By maintaining a substantially constant voltage between two device terminals, a bootstrapped semiconductor may operate reliably as a switch for voltage signals that may swing in a voltage range wider than a reliability voltage limit for the semiconductor device. A reliability voltage limit is a limit for the voltages that may be applied between two designated device terminals. By exceeding any one of a semiconductor device's reliability voltage limits, the device may become damaged or be subject to an accelerated deterioration of its electrical properties. A gate-oxide breakdown voltage, for example, is a reliability voltage limit for a MOSFET device. A junction breakdown voltage is another example of a reliability voltage limit.

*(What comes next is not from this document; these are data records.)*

Issue #442, opened 2026-08-08
Selected deck card is hard to distinguish: DIM magenta reads as an idle card


vfarcic:
## Problem

On a dark theme the selected deck card is almost indistinguishable from a card holding an idle agent.

The cause is narrow and specific: `selected_card_border_style` (`src/ui.rs:16254`, added by PRD #341 M4) renders the selection accent as

- **command mode** → `palette::SELECTED` (Magenta) + `Modifier::BOLD`
- **`UiMode::PaneInput`** → `palette::SELECTED` (Magenta) + `Modifier::DIM`

DIM Magenta on a dark background lands right next to `palette::STATUS_IDLE` (`Color::DarkGray`, `src/palette.rs:87`). So the selected card *darkens* into the same visual band as every idle card on the deck. This only bites while the keyboard is driving a pane rather than the deck — which on the Dashboard is most of the time, since the pane overlay sits off to the right and the deck is where your eyes already are.

The existing code comment at `src/ui.rs:16251` already flags that DIM is not honoured by every terminal. What it did not anticipate is that where DIM *is* honoured, it collides with an existing semantic role.

## Deeper cause

The card border currently multiplexes three separate facts onto one channel — colour:

1. selection (Magenta, wins outright)
2. focus (Cyan)
3. status (green / blue / yellow / red / dark-gray)

Because selection wins, **the selected card's border stops reporting status entirely** — only the corner badge still carries it. Adding a fourth meaning (mode) to the same channel, as a modifier, is what produced the collision above.

The embedded-pane render path already solved this the other way round: `src/terminal_widget.rs:179` uses `BorderType::Thick` for focus precisely so colour is free to answer a different question. `src/palette.rs:59-64` spells out the reasoning — thickness was chosen over a fourth accent colour because the 16-colour-safe palette is full, and `BorderType` never feeds `Block::inner` so it costs no layout. Deck cards never adopted that split.

## Proposed fix

Give the deck cards the same channel separation the panes already have:

- **Colour = status, always.** Selection no longer overrides the border colour, so a selected working agent stays green, a selected waiting agent stays yellow, and so on. `palette::SELECTED` stops being applied to card borders.
- **Glyph weight = selection + keyboard locus**, as a three-step ladder:
  - unselected → `BorderType::Plain`
  - selected, `UiMode::PaneInput` → `BorderType::Thick`
  - selected, command mode → `BorderType::Thick` + `Modifier::BOLD`
[...]

PR #465, opened 2026-08-09
test(e2e): fix three consistently-red e2e tests (idle_worker_011, focus_007, card_stats_005)

### LINKED ISSUE #460: Three e2e tests are consistently red on main: idle_worker_011, focus_007, card_stats_005
Found while verifying #420, but **unrelated to that PR** — these fail on `main` itself.

## The failures

```
idle_worker_011_silent_worker_prompt_is_visible_in_attached_tui   (tests/e2e_idle_worker_detector.rs:191)
focus_007_lock_governed_focus_contract_on_real_binary             (tests/e2e_orchestration_focus.rs:212)
card_stats_005_real_agent_card_narrows_without_restructuring      (tests/e2e_card_layout.rs:272)
```

`focus_007` reports: *injecting `WaitingForInput` for the non-orchestrator alpha role never steered focus onto its expanded pane box (needle `┌alpha`) — expected the locked deck's auto-focus chain to pull focus onto a waiting role.*

## They are not flakes, and not a worktree artifact

- Rule 6 isolation rerun: each fails **consistently** when run alone.
- Run in the **canonical main checkout** (`/home/vfarcic/code/dot-agent-deck` at `d3ea031 [main]`, the short path) they fail identically, with near-identical timings to the worktree run: 21.65 vs 21.66s, 11.67 vs 11.64s, 49.06 vs 49.83s.

The short-path control matters because of the #352 lesson — a test can be deterministically red under a long `../dot-agent-deck-*` checkout and green in the main checkout. That is ruled out here: these are red in the main checkout too.

## Why this went unnoticed

Per CLAUDE.md rule 5 the e2e tier is pre-PR only and never runs in CI, so `main` being green in CI says nothing about these.

Likely three independent causes (focus chain, card layout, idle-worker detection) — worth triaging separately.

vfarcic:
## What

Fixes three e2e tests that were consistently red on `main` — `idle_worker_011`, `focus_007`, `card_stats_005` — with a **test-only** change. Nothing under `src/`, `xtask/`, or `tests/fixtures/` is touched.

Fixes #460

## Why they were red

There was no production defect. Triage established the production code was correct in all three cases; two earlier, deliberate production commits changed behaviour that three tests were never updated for:

- `eff6256` (PRD #393) gated the command-entry-lock surface — including the auto-focus chain — behind the `experimental` flag (off by default). It updated all 5 decks in `tests/e2e_orchestration_lock.rs` but not the sibling `tests/e2e_orchestration_focus.rs`, so `focus_007` asserted the flag-on contract while launching flag-off.
- `a861c8d` (PRD #442) changed the selected card border from Plain `│` to Thick `┃`. Two tests' observation helpers knew only the plain glyphs, so `idle_worker_011`'s whole-grid squeeze let sidebar borders interpose in the needle, and `card_stats_005`'s structural parser could not find a selected card at all.

## The fixes

- Scope the experimental flag to `focus_007`'s deck.
- Crop to the pane's column range before matching (`idle_worker_011`).
- Make the card parser border-weight-agnostic while *requiring* coherent same-weight borders at identical columns (`card_stats_005`).
- Harden one latent same-cause predicate in `tests/e2e_dispatcher_mode.rs`.

```
82f1047 test(orchestration): enable gated focus contract
85ff47d test(tui): tolerate thick card borders
28f71a1 test(tui): address e2e review findings
```

## Gates run before this PR

- `DOT_AGENT_DECK_RECORD=1 cargo test-e2e` (full L2 tier, the rule-5 pre-PR gate): **3,637 selected / 3,637 passed / 0 failed / 0 skipped**, exit 0, 222.52s wall-clock.
- `cargo fmt --check`: PASS
- `cargo clippy --workspace --all-targets --features e2e -- -D warnings`: PASS
- `cargo test-fast`: PASS — 1,603 tests, 0 skipped
- `cargo xtask docs --tests`: PASS
- Reviewer + auditor ran in parallel; 6 findings, all resolved in `28f71a1`.

Independently confirmed during review, worth stating here because it's what makes this diff trustworthy: border coherence is still enforced (a plain top with a thick bottom is rejected), byte-boundary/multibyte handling is correct (column indices are never used as byte offsets), no process-global env mutation was introduced (`with_env` only), and `idle_worker_011`'s 21.68s → 2.17s speedup is a genuine earlier match rather than a weakened predicate.

CI never caught any of this because per CLAUDE.md rule 5 the e2e tier is pre-PR only and never runs in CI.

## CLAUDE.md rule 12 classification

Neither a protocol-shape break nor a semantic break. No production code changed, so `PROTOCOL_VERSION` in `src/daemon_protocol.rs` is untouched, no wire shape moved, and no field changed meaning. No `changelog.d/460.breaking.md` fragment. No cross-version manual test is warranted. Both causal commits (`eff6256`, `a861c8d`) are presentation-layer only. Per the bump policy this is a **patch**, not a minor.

## Changelog

`changelog.d/460.misc.md` — filed as `misc` (internal/test-only, no user-visible behaviour change), not `bugfix`, since this restores e2e coverage rather than changing what the product does.


vfarcic:
## No demo reel for this PR

By deliberate decision, no demo reel was produced for this PR. This branch is test-only and changes no user-facing behaviour, so there is nothing to demo — a reel would show behaviour that never changed.

Of the tests this branch touches, only `dashboard/card-stats/005` is `[reel]`-marked, so any reel here would have been a single clip anyway.

That clip **was** recorded successfully during the pre-PR `cargo test-e2e` gate and is on disk — it's available for a future reel, it was just not published as part of this PR. Worth calling out: that cast had been missing for as long as `card_stats_005` was red, and this PR is what restores it.

vfarcic:
**Review routing note — independent of #467 and #472, and can land in any order relative to them.**

No file overlap with either: this touches the e2e tests, they touch `xtask/linkage-check/src/clean_tmp.rs` and the harness temp-root placement.

Worth knowing that the three failures fixed here were hit independently by two other in-flight branches during their pre-PR e2e gates, and both reached the same conclusion this issue did. On #467's branch they were re-measured against unmodified `main` at `d02111bc` in a clean disk-backed worktree and failed identically — same assertion, same source line, same observable final-grid symptom — so the diagnosis in #460 is now confirmed from three independent directions.

Landing this first would be useful regardless of the #467/#472 ordering: it gives every subsequent pre-PR gate a clean baseline, instead of each run having to re-derive that these three are pre-existing before it can trust its own result.

vfarcic:
@prageethw — welcome, and thanks for taking a look. Some orientation since this is your first review here:

**What this is**: test-only, no `src/` or `xtask/` change. It repairs three e2e tests that were consistently red on `main` (issue #460), plus one latent same-cause predicate.

**There was no production defect.** Two earlier, deliberate, *correct* production commits changed behaviour that three tests were never updated for: `eff6256` (#393) gated the auto-focus chain behind the `experimental` flag, and `a861c8d` (#442) switched the selected card border from plain `│` to thick `┃`.

**Why CI never caught it**: per `CLAUDE.md` rule 5, the e2e tier is pre-PR only and never runs in CI.

**Gates that did run**: full e2e 3,670/3,672 passing on the merged tree (the 2 failures were unrelated LLM-variance flakes in tests this PR doesn't touch, each passing on first isolated rerun); CI 10/10; `cargo test-fast` 1,635/1,635; fmt and clippy clean.

**The most useful thing to look at**: the `card_titled` predicate in `tests/e2e_dispatcher_mode.rs` and its new negative test `card_titled_rejects_labels_outside_card_span`. An auditor found the old predicate could accept a role label from anywhere on a row-joined grid line, so a card whose title had regressed to a UUID could still pass on aligned pane text. The fix restricts matching to each card's own column span, and the new test proves the old predicate accepted the adversarial grid while the new one rejects it.

One honest caveat: that new test lives in the e2e-gated file, so it runs pre-PR and *not* in CI — a known wart, accepted rather than fixed by refactoring shared harness code on an otherwise finished PR.

prageethw (commented):
Read-only review at `31709d9c` in a detached worktree. No tests run, no GitHub writes beyond this. Behavioural claims below were verified by replicating the Rust predicates character-for-character against the PR's own fixtures — not by executing anything.

**Verdict: approve with suggestions.** Nothing blocks.

The thing I went looking for on a test-repair PR is whether a red test was made green by weakening it. **It wasn't** — and the two changes that *look* like weakening are strictly stronger. Detail in the "checked and clean" section, because on this kind of PR the negative result is the finding.

---

## Headlines

- **No assertion weakened, anywhere.** The two deleted `card_stats_005` corner asserts were already tautological under the *old* extractor. The new extractor is strictly stronger. `card_titled` went from "label anywhere on a row containing a `┌`" to "label inside one same-weight border span" — run against your own `FALSE_PASS_GRID`: old `true`, new `false`.
- **No timeout widened.** Zero `Duration` literals change in the diff. Every fix is a deterministic gate on observable state, not a longer sleep. `idle_worker_011` got *faster* (21.68s → 2.17s), which is what an earlier genuine match looks like.
- **But the class is patched three times, not fixed once** — my highest-value finding, and it's the same shape as the bug being fixed. See S1/S2.
- `.config/nextest.toml` correctly untouched; no override filter went stale. Rule 12 classification and the `misc` fragment type both right.

---

## S1 — `orchestration_pane_column` duplicates a helper that already exists

**Suggestion.** `tests/e2e_idle_worker_detector.rs:50-69` (new) vs `tests/e2e_orchestration_pane_column.rs:170-184` (pre-existing).

Same three corner literals, same byte-index→scalar conversion, neither lifted into `tests/common/mod.rs`. `grep -n "┏orchestrator" tests/*.rs` returns exactly those two sites.

- **What breaks:** the next presentation change of the `a861c8d`/`eff6256` kind — a fourth border weight, or renaming the fixture's start role away from `orchestrator` — updates one copy. The other silently returns `None`.
- **And because of S4**, that failure surfaces as *"the daemon-authored idle prompt never became visible"*, pointing at the idle detector when the actual break is the crop anchor.
- **This is the answer to "does it fix the class or the instance?"** — instance. A production change that two sibling test files needed, and only one got. Which is precisely the bug this PR exists to fix.
- The two copies already differ in tie-break: the pre-existing one returns the first corner in array order, the new one takes `.min()` of byte positions. They agree today; they're two things to keep in sync.

**Suggested:** lift into `tests/common/mod.rs`, which already hosts shared grid helpers (`nonblank_rows`, `joined_rows` at `:1889`/`:1901`), as `pub fn orchestration_pane_left_edge(grid: &str) -> Option<usize>`, and call it from both.

## S2 — three inconsistent encodings of "border weight" land in one PR

**Suggestion.**

| File:line | Encoding | Weights |
|---|---|---|
| `tests/e2e_card_layout.rs:42-66` | `const CARD_BORDERS: [CardBorder; 2]` | plain, thick |
| `tests/e2e_dispatcher_mode.rs:576-580` | inline `match` | plain, thick |
| `tests/e2e_idle_worker_detector.rs:54, 83` | array literal + `matches!` | plain, thick, **double** |

- **The double branch is dead code today.** `card_border_glyph` (`src/ui.rs:16372-16385`) returns only `Plain` or `Thick`; `src/terminal_widget.rs:180-182` likewise; `grep -rn "BorderType::Double" src/*.rs` finds nothing (only unrelated "Double-click" comments).
- So one file defends a weight that cannot occur, while the other two would break if it ever did. **Whichever way the product moves, exactly one of these three is wrong.**

**Suggested:** one shared table next to the S1 helper. Include `Double` everywhere or nowhere — today's split is the worst of both.

## S3 — `wait_for_wrapped_grid_string` now describes the old behaviour

**Suggestion.** `tests/e2e_idle_worker_detector.rs:87-94`. The doc says *"Wrap-tolerant `wait_for_grid_string_within`"*, but the function no longer searches the grid — it searches only the orchestration pane column, and returns `false` outright when no orchestrator box is rendered. Both are new preconditions the name and doc actively deny.

A future test waiting on a needle rendered in the *sidebar* calls this, gets a permanent `false`, and the doc offers no hint why. **Suggested:** rename to `wait_for_wrapped_pane_string` and state the two preconditions — the fixture's start role must be literally named `orchestrator`, and its pane must render as an expanded box.

## S4 — "anchor missing" and "needle absent" produce identical failure text

**Suggestion, and the one real regression here.** `tests/e2e_idle_worker_detector.rs:90-93` — `is_some_and` collapses two different failures into one `false`.

- If the orchestrator pane renders **collapsed**, it draws a `Block` with `Borders::TOP` and a padded title — **no corner glyph at all**. Your own sidebar-collision doc at `tests/e2e_orchestration_pane_column.rs:15-29` spells that layout out.
- The crop then returns `None` on every poll, and the operator is told *"the daemon-authored idle prompt never became visible in the attached orchestration pane"* (`:222`) — when the prompt may be rendering perfectly and only the anchor is gone.
- That's a genuine diagnosability regression against the old whole-grid search, which had no anchor to lose.
- **It also silently applies to `idle_worker_012`**, a credential-gated real-agent test (`skip_unless!`, `:240`) that CI never runs — so the misleading message lands exactly where it's hardest to diagnose.

**Suggested:** assert the anchor once before the needle waits, or have the helper report which of the two conditions failed.

## S5 — the one new regression guard sits in the tier CI never runs

**Suggestion.** `tests/e2e_dispatcher_mode.rs:599-635`, `card_titled_rejects_labels_outside_card_span`.

It's a **good** test — genuinely RED against the old predicate and GREEN against the new; I verified that. But it's pure string logic — no PTY, no binary, no daemon — in a file gated `#![cfg(feature = "e2e")]`. Per rule 5 the L2 tier is pre-PR only, so the only guard against this exact predicate regression fires when a human runs the full tier locally.

It's also invisible to `cargo xtask linkage-check`: rules 4, 6 and 7 all key off `#[spec]` (`xtask/linkage-check/src/main.rs:8-23`) and this carries none. Precedent exists — 7 other non-`#[spec]` tests live in `tests/e2e_*.rs` — but every one genuinely drives a PTY. This is the only pure-logic one, and the only one with no doc comment.

**Suggested:** move `card_label`, `card_titled` and this test to the fast tier, so CI runs the guard on every push. If it stays, give it a doc comment matching the other seven.

---

## Nits

- **N1 — two of the three new fixture grids aren't rectangles.** `tests/e2e_dispatcher_mode.rs:622-628`. Functionally fine (`card_titled` reads only the top row, and all three assertions hold). But measured: `PLAIN_CARD_GRID`'s top-right corner is at column 28 while its middle and bottom right edges are at column 31 — three adrift; `THICK_CARD_GRID` identical. (`FALSE_PASS_GRID` is correctly formed.) These constants read as documentation of a rendered card, and two document something the renderer can't produce — anyone reusing them for a `try_first_card`-style parser, which requires exact column matches, gets a confusing failure.
- **N2 — `try_first_card`'s leftmost assumption has a concrete counterexample.** `tests/e2e_card_layout.rs:194-196`. The caveat is honest but abstract, and a real case exists: `ActiveTabView::Mode` (`src/ui.rs:12134-12141`) is *"50/50 horizontal split: agent pane left, side panes right"*. `Dashboard` and `Orchestration` both go through `split_cards_area` returning `(dashboard_area, panes_area)`, which is what makes the assumption hold. Worth naming `Mode` in the comment.
- **N3 — the `focus_007` scenario rewrite drops the mechanism.** `tests/e2e_orchestration_focus.rs:155`. The old comment explained *why* focus can't move while unlocked — *"the per-frame call site never even calls `observe_waiting_panes`"*. The new form restates the assertion instead. Not a rule 7 violation, and the single-line style matches the newer house style; only the `observe_waiting_panes` clause is worth keeping.
- **N4 — `border_segments` pairs only *consecutive* verticals** (`tests/e2e_card_layout.rs:108-131`). With `left == right == '│'` the segments are `(p0,p1), (p1,p2)…` — never `(p0,p2)`. A card content row carrying a `│` between its own borders would fail to extract. **Fails loud** (`first_card` panics), so no false green, and I couldn't construct a reachable case. **Unverified** whether it's reachable at all — recording it because the property is non-obvious and the panic message wouldn't suggest it.

---

## Checked and clean — where I spent the review

**No weakening.** Item by item:

- **`card_stats_005`, the two deleted corner asserts** — already tautological under the old extractor. `corner_segment(line, '└', '┘')` returned a slice beginning at `└` and ending at `┘` *by construction*, so `starts_with('└') && ends_with('┘')` could never fail. Nothing lost.
- **`card_stats_005`, the new extractor is strictly stronger.** Old `try_first_card` took `top` = first line containing any `┌…┐` and `bottom` = first later line containing any `└…┘` **at any columns**, then built each row from that row's own first corner pair — so a snapshot could splice segments from different columns and pass. New requires an identical `(start, end)` scalar-column span on the top row, *every* middle row, and the bottom row, all from one weight's glyph set. A plain top with a thick bottom is now rejected.
- **`bottom_label_is_right_aligned`** expands to exactly the old predicate for a plain card. The one relaxation — accepting `┛` on a selected/thick card — is correct product behaviour after `a861c8d`, and the weight contract is still pinned **in the fast tier** by `tests/render_dashboard.rs:622-626`. So going weight-agnostic gives up nothing that isn't asserted in a tier CI actually runs.
- **`card_titled`** — replicated both predicates. Old against `FALSE_PASS_GRID` → `true`; new → `false`. Against `THICK_CARD_GRID`: old → `false` (it missed thick borders entirely — the latent bug), new → `true`. The new negative test is a real guard, not a restatement.
- **`idle_worker_011`** — narrows the haystack and adds a precondition. Narrowing can only turn a failing assertion green by removing the interposing sidebar text, which is exactly the documented root cause: with the sidebar in the haystack, squeezing and joining yields `card1·pane1·card2·pane2…`, so a needle spanning `pane1`+`pane2` is broken by `card2`. Cropping the prefix is the correct minimal fix.

**Root cause vs symptom.** All three fixes are deterministic gates. `focus_007` enables the flag the surface is actually gated behind (`features::show_command_entry_lock`) rather than working around it. `idle_worker_011` crops on a rendered anchor, not a sleep. `card_stats_005` matches the glyph the product now paints.

**`.config/nextest.toml`** — correctly untouched. None of the three is in the >3×60s class, and `idle_worker_011` moved the other way. No filter went stale: filters track test *function* names and this PR renames none.

**Copy-paste errors between the three fixes** — none. The only cross-fix inconsistency is the border-weight set (S2).

**Experimental-flag scoping** — complete and follows precedent. `focus_007` is the only test in its file, so scoping to its deck covers the file. `.with_env("DOT_AGENT_DECK_EXPERIMENTAL", "1")` is the exact idiom the five sibling decks in `tests/e2e_orchestration_lock.rs` use. `src/features.rs` reads the override in both TUI and daemon, and the daemon inherits the spawned deck's environment, so one `with_env` covers both. The flag-off test at `e2e_orchestration_lock.rs:578-623` correctly left alone.

**Rule 12** — agreed. Six files, none under `src/` or `xtask/`, `PROTOCOL_VERSION` untouched, no wire shape or field meaning moved. `misc` is the right towncrier type for a test-only change. Patch bump.

**Catalog accuracy** — both `tests/CATALOG.md` edits match the code. `dashboard/card-stats/005`'s *"matching-weight intact bottom corners"* is exactly what `try_first_card` now enforces.

**Rule 10, dead code** — both clean. All `CardBorder` and `BorderSegment` fields are read; `card_label` still used at `e2e_dispatcher_mode.rs:804`. The only semantically dead path is S2's double branch.

**Context, not a finding:** Greptile genuinely ran here — check-run present, passed in 1m46s, summary comment at 5/5 confidence, no inline findings. Worth noting because an empty Greptile review and a clean one look identical unless you check the check-run exists.

prageethw (approved):
Re-reviewed at `40fcdbcb` — delta only (the two commits since my last review), code read, no build and no test run.

**Approving.** All nine prior asks are addressed, the generalisation is correctly scoped, and — the thing I most wanted to check — **no assertion anywhere in the delta is weaker than before**.

| Prior ask | Verdict |
|---|---|
| S1 — duplicated pane-column helper | ADDRESSED — one copy in `common`, both consumers delegate, the tie-break divergence is gone by construction |
| S2 — three border-weight encodings | ADDRESSED — one `BORDER_WEIGHTS` table, `Double` listed everywhere, reasoning written down |
| S3 — doc/name drift | ADDRESSED — renamed to `wait_for_wrapped_pane_string`, both preconditions stated |
| S4 — indistinguishable failures | **ADDRESSED, better than asked** — `Result<(), String>`, with `anchor_seen` tracked across the whole poll loop rather than re-checked after the timeout |
| S5 — guard sitting in a tier CI never runs | **ADDRESSED DIFFERENTLY, correctly** — a new un-gated `tests/grid_box_helpers.rs` |
| N1–N4 | all ADDRESSED |

**On S5 I verified execution mechanically rather than taking the commit message's word**, since "CI actually runs this" *is* the entire value of that ask — a guard that does not execute is the exact failure the ask existed to fix. `Cargo.toml` has no `autotests = false` and no `[[test]]` stanza, so Cargo auto-discovers the target; the file carries no `#![cfg(feature = "e2e")]`; and `mod common;` from a non-e2e test binary has 15 precedents in this repo. It runs.

It also picks up coverage nobody asked for: the pane crop's splice bug. I replicated its negative assertion — that the *uncropped* grid must still miss the needle — and confirmed it holds for all three border weights.

**On whether the three red tests were fixed for the right reason** — they were. `idle_worker_011`, `focus_007` and `card_stats_005` were each fixed by correcting a genuine test bug, not by loosening an assertion until it could not fail. Zero `Duration` literals move in the delta, and `squeeze_wrapped_text` is a byte-for-byte reimplementation of the local `squeeze` it replaced, so `idle_worker_011`'s match predicate is unchanged.

I established the behavioural claims by replicating the Rust predicates character-for-character against your own fixtures in a scratch interpreter, rather than by running the suite.

---

### One relaxation, which I am recording rather than blocking on

**NIT 1.** N4's fix changes `border_segment_at` from consecutive-pair matching to direct column indexing. That was my own ask, and it is the right shape — but it costs something the doc comment claims it does not. A stray `│` inside a card content row used to make the rectangle check fail loudly; it now parses fine. So a renderer regression of that exact shape would ship green.

I could not make it reachable — card content is role and status text, and the glyph is U+2502 rather than ASCII `|` — which is why it is a nit and not a finding. It is worth a sentence in the doc comment, because the comment currently promises strictness the function no longer has, and that is what the next person will rely on.

**NIT 2** — the top row and bottom row are now checked to different strictness.

**NIT 3** — `assert_is_rectangle` hardcodes `RIGHT_EDGE = 31`, so the adversarial `FALSE_PASS_GRID` at column 29 is the one fixture still verified by eye rather than by the helper.

All three are the same class: the helpers are now good enough that the remaining gaps are in what they *promise*, not in what they *do*.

The maximum excursion of a voltage signal that may be applied to a traditional transmission-gate MOSFET switch, an NMOS and a PMOS connected in parallel, without exceeding a gate-oxide breakdown voltage, is substantially the same as the gate-oxide breakdown voltage. What is needed is a simple, small, and efficient switch circuit that can handle relatively high input voltages without exceeding reliability voltage limits. Such a switch circuit may be used advantageously in a wide range of signal-processing and power-management applications. Further, a symmetrical bootstrapped switch circuit is needed for use in analog applications, such as switched-capacitor circuits, including analog-to-digital and digital-to-analog converters, to reduce or prevent even-order distortion. Further, a bootstrapped circuit is needed to facilitate operation at low supply voltages.